===== Dataset =====

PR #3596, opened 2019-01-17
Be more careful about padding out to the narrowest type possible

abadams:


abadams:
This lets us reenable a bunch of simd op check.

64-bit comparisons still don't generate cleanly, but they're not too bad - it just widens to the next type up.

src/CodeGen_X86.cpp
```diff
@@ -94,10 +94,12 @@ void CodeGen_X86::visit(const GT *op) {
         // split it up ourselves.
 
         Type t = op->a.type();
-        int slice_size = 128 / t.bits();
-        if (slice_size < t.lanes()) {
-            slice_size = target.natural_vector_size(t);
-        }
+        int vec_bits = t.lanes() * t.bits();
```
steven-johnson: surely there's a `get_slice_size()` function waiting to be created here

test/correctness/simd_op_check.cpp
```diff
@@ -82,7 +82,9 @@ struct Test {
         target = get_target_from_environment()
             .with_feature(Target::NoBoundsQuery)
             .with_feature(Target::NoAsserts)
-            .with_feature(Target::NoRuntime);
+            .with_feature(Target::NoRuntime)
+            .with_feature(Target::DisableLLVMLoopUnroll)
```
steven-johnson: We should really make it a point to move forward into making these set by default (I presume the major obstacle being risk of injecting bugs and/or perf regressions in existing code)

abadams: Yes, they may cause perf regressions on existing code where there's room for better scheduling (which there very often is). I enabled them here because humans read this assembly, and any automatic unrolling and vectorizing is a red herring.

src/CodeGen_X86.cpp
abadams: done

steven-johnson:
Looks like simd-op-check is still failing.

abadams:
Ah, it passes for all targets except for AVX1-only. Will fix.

=====

Your task:
From the data above, copy each line with the string "NoRuntime" in it.

Answer to the exercise:
-            .with_feature(Target::NoRuntime);
+            .with_feature(Target::NoRuntime)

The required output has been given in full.